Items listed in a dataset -
-*-*-

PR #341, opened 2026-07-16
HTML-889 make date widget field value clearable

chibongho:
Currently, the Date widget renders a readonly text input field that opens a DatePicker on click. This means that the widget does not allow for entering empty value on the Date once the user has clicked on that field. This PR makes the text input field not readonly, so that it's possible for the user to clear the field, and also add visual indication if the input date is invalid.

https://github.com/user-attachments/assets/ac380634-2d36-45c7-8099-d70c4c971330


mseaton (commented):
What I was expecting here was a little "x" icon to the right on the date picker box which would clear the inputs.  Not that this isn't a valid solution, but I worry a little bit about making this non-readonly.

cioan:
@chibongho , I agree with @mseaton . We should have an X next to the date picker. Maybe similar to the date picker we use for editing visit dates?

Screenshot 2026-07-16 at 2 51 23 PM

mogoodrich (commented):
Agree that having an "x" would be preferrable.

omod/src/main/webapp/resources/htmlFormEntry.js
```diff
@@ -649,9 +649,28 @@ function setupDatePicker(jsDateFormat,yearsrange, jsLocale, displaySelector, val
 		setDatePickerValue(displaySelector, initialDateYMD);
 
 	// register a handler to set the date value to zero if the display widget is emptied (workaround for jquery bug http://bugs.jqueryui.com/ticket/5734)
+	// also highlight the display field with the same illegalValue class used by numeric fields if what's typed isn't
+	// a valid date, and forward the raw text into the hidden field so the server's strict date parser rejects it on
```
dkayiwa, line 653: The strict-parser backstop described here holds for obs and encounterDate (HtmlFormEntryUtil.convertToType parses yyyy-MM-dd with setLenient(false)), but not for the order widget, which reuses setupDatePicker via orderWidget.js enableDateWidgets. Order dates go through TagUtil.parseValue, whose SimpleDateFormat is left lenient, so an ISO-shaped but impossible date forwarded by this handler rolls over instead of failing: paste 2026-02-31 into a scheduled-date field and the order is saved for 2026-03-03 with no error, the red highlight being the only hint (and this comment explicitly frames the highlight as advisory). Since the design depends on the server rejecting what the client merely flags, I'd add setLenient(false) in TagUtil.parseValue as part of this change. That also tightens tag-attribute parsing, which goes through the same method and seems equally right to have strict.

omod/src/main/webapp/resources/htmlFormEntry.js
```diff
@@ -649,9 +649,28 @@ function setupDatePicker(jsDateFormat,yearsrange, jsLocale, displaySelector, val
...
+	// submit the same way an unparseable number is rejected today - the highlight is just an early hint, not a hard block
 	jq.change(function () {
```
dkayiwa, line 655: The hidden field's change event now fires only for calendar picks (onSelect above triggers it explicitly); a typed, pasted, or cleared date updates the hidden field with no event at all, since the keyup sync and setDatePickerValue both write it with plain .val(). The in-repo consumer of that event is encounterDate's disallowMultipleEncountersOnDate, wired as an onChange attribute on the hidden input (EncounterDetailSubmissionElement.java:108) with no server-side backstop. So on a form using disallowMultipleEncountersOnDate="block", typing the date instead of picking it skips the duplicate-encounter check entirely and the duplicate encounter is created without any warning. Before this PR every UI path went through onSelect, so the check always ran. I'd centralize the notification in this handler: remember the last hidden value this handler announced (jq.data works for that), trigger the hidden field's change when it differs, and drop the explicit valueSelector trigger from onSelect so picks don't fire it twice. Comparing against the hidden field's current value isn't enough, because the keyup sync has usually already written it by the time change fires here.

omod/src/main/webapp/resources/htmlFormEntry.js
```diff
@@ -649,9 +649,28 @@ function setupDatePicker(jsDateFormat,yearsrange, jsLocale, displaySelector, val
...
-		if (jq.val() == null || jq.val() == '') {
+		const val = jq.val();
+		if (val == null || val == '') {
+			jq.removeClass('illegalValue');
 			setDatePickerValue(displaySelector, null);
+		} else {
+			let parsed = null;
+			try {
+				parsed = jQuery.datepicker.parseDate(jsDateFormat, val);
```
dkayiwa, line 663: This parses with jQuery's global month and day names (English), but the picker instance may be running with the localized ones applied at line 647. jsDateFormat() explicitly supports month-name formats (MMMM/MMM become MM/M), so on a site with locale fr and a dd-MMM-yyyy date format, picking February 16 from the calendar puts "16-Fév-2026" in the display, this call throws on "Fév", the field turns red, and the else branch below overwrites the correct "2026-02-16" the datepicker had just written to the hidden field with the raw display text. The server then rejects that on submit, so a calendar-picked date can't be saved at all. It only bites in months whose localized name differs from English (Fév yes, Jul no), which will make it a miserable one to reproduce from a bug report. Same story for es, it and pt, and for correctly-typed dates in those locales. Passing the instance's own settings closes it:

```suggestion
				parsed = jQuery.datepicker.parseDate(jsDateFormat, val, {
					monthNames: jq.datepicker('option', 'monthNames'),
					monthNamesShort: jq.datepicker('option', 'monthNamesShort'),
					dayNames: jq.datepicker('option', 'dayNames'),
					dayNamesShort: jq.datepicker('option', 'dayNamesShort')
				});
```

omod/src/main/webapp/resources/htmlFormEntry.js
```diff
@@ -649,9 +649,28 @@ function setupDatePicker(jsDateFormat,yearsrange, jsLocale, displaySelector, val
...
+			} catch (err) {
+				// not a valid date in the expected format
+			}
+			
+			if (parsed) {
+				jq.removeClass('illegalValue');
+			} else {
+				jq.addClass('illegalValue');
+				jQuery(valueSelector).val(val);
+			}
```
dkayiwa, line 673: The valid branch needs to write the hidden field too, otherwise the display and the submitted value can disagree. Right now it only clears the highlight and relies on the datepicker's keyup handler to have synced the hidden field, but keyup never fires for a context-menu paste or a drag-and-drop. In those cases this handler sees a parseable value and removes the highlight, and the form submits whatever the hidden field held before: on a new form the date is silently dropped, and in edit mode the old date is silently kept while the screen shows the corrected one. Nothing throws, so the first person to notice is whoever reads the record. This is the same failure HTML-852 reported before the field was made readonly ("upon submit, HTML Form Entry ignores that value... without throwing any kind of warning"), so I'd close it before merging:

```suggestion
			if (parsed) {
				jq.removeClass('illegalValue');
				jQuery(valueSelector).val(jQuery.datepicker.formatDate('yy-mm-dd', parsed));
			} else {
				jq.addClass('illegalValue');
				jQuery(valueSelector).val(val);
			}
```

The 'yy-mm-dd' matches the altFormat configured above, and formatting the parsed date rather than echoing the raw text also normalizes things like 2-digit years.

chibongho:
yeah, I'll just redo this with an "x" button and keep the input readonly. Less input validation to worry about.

-*-*-

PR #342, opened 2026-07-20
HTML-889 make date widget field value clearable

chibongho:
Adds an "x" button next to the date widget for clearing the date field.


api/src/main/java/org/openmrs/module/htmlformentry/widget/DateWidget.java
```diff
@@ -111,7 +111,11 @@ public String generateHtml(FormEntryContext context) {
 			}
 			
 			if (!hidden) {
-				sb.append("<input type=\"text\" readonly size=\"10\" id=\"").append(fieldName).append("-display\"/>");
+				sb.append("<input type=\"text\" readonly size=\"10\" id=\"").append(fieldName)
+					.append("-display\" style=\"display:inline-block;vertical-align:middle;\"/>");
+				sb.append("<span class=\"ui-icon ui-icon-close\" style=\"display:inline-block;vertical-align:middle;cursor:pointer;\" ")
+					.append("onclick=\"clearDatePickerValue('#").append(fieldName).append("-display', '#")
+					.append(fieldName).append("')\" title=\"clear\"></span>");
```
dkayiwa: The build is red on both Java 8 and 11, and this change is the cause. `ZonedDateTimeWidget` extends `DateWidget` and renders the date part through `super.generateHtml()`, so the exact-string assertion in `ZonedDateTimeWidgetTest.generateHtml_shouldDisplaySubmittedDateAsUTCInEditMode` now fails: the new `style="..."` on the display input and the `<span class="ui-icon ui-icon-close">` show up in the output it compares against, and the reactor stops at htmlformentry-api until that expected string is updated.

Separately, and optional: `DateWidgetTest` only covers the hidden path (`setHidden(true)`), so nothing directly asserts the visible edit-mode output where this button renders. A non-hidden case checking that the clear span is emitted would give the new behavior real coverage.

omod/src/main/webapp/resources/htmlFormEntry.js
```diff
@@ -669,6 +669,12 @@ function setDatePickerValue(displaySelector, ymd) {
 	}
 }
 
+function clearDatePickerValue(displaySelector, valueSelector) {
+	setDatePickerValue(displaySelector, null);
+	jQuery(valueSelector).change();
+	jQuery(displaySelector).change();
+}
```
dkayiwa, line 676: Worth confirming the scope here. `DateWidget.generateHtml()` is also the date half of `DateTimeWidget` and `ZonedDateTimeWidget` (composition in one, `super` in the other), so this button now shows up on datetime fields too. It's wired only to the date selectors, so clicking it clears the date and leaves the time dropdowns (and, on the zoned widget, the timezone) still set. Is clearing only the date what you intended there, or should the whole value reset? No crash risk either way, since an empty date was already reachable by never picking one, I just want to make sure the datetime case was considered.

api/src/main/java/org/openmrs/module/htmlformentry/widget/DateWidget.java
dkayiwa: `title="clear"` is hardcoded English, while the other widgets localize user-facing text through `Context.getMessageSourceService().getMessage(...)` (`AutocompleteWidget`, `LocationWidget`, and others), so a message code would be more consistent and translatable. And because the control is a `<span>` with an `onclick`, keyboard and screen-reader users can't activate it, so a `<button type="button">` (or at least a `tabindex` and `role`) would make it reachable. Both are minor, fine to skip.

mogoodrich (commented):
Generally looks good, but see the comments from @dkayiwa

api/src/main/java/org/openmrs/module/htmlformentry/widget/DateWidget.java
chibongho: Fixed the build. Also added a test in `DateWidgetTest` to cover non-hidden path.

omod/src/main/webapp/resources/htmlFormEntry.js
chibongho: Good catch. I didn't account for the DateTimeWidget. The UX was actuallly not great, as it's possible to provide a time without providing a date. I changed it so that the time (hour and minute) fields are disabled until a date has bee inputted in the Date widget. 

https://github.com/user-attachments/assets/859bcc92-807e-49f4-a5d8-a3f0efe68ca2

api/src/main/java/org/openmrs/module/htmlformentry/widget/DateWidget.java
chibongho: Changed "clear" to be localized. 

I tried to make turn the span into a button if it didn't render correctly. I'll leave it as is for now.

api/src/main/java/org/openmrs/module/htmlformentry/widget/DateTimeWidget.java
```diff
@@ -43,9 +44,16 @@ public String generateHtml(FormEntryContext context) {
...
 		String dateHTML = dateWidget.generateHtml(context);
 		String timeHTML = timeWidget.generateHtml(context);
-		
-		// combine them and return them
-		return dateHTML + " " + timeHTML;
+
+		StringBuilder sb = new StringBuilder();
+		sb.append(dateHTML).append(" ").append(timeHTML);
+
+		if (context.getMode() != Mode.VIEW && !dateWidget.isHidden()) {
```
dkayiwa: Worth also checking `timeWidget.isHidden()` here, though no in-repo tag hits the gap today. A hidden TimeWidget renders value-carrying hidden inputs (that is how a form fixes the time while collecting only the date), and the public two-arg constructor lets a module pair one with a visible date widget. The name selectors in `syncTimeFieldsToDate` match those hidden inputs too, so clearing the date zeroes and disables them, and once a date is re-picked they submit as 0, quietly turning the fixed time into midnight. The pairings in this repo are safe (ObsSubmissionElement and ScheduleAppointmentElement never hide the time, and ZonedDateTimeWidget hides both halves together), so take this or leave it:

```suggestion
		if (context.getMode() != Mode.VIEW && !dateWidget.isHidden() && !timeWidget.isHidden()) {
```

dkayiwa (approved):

-*-*-

Directions - Say the number of lines in the records above that include the string "until", and no more.

Your response - 2